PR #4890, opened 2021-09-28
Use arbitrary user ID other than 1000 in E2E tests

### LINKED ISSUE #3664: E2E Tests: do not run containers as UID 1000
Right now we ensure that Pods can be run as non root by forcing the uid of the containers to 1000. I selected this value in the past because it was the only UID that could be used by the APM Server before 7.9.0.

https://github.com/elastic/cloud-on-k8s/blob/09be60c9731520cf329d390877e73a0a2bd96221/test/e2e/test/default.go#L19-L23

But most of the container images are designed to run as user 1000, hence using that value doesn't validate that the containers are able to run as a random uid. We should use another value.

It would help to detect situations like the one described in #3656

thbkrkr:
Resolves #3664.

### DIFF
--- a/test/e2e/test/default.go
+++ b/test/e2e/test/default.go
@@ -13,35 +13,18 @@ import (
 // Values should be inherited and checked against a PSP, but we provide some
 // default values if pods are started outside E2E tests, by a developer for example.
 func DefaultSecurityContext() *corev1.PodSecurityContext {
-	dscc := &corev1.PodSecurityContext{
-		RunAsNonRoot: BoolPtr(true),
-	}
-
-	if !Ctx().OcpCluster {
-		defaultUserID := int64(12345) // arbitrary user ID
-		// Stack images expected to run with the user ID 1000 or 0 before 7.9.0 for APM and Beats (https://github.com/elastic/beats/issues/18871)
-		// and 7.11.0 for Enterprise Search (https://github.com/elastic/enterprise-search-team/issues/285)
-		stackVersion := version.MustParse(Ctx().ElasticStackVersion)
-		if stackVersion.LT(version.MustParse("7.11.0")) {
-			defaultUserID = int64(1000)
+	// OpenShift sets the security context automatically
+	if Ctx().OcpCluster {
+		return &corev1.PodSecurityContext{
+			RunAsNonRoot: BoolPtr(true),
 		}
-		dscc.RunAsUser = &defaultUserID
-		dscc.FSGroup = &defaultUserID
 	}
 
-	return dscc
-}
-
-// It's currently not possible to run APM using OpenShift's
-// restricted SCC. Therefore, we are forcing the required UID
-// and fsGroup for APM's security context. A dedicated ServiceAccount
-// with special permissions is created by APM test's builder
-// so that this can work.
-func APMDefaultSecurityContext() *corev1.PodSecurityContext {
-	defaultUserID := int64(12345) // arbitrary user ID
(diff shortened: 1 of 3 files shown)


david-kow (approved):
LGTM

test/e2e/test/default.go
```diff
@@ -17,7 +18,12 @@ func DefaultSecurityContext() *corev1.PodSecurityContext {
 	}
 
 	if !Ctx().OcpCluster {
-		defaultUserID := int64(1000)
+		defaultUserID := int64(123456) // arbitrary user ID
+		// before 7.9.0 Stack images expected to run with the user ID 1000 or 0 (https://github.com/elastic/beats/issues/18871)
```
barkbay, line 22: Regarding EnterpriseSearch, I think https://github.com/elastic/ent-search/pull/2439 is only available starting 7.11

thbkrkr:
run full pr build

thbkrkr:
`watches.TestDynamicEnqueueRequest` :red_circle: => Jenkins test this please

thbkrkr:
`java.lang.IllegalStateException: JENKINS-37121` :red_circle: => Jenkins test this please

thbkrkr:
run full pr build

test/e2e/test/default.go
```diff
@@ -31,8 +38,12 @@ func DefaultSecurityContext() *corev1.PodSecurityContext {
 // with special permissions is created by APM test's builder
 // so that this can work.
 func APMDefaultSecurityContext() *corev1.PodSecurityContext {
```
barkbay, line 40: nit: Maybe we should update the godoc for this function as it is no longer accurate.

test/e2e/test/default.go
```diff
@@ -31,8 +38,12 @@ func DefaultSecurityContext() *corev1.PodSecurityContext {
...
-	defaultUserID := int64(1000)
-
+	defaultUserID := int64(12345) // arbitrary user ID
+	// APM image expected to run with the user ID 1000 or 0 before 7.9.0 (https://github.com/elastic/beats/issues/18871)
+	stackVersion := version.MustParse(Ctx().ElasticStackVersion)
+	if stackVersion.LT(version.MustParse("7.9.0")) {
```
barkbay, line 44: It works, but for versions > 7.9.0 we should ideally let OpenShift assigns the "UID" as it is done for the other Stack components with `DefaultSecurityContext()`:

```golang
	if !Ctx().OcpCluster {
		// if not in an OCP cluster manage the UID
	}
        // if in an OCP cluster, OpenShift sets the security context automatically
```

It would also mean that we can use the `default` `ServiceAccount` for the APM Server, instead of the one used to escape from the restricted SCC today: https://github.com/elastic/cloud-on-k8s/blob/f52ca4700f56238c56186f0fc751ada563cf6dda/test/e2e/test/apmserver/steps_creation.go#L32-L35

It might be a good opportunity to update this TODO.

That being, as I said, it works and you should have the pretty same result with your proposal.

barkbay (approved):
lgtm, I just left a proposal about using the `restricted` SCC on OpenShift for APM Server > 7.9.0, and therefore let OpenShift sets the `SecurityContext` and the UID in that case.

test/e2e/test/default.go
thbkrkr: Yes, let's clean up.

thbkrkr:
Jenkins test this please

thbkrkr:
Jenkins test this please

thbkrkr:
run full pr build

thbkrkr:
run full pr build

Exercise directions.
Of all the lines in the records, how many have the word "using"? Write only the number.

Answer to the problem.
3